- Born: 24 July 1934 Shenyang, Fengtian province, Manchukuo
- Died: 18 October 2018 (aged 84) Beijing, China
- Education: Beijing Medical College
- Scientific career
- Fields: Traditional Chinese medicine
- Institutions: China Academy of Chinese Medical Sciences

Chinese name
- Traditional Chinese: 李連達
- Simplified Chinese: 李连达

Standard Mandarin
- Hanyu Pinyin: Lǐ Liándá

= Li Lianda =

Chinese pharmacologist and paediatrician (1934–2018)

Li Lianda (李连达; 24 July 1934 – 18 October 2018) was a Chinese pharmacologist and paediatrician with the China Academy of Chinese Medical Sciences. He was an academician of the Chinese Academy of Engineering and served as Dean of the School of Pharmacy of Zhejiang University.

== Biography ==
Li was born on 24 July 1934 in Shenyang, Liaoning, China. After graduating from Beijing Medical College in 1956, he worked at Xiyuan Hospital, which is affiliated with the China Academy of Chinese Medical Sciences (CACMS), and practiced as a paediatrician for 18 years.

In 1974, Li began researching on the pharmacology of traditional Chinese medicine.

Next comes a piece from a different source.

PR #1713, opened 2026-02-11
Annotate intended fall-through cases

orgads:


chriskohlhoff:
Likely addressed by commit 6a6e02ce0, released in asio 1.38.1.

He later served as Director of Basic Medical Research at Xiyuan Hospital, and chief scientist at the CACMS. His research on the scientific basis of the traditional Chinese medical concept of blood stasis won the National Science and Technology Progress Award, First Class. He also pioneered a new procedure to treat coronary artery disease using a combination of Chinese medicine and stem cells, which won the China Medical Society Science and Technology Award, First Class.

Li was elected an academician of the Chinese Academy of Engineering in 2003. From 2004 to 2009, he served as Dean of the School of Pharmacy of Zhejiang University in Hangzhou.

On 18 October 2018, Li died in Beijing at the age of 84.

== Controversies ==
In 2008, Li was implicated in an academic scandal at Zhejiang University. A postdoctoral researcher at the School of Pharmacy, He Haibo (贺海波), was found to have published 14 articles in international journals that used falsified or plagiarized data, and Li was listed as a co-author. He Haibo admitted wrongdoing and said that he had submitted the articles using Li's name without his permission. An investigation by the university cleared Li of wrongdoing, and He Haibo, by then an associate professor, was fired. Li took personal responsibility for his lax supervision of He, although he said that his busy schedule which required him to spend most of his time in Beijing and his lack of English proficiency impeded his ability to scrutinize He's articles that were written in English.

In 2009, Li was involved in a dispute with the Chinese pharmaceutical company Tasly when he claimed that a key product made by Tasly was unsafe. Tasly sued Li in 2013, alleging that Li's claim was baseless and was motivated by his financial and employment relations with Guangzhou Pharmaceutical, a direct competitor of Tasly. In September 2014, the Tianjin High People's Court ruled in favour of Tasly and ordered Li to issue an apology and pay Tasly 300,000 yuan in compensation.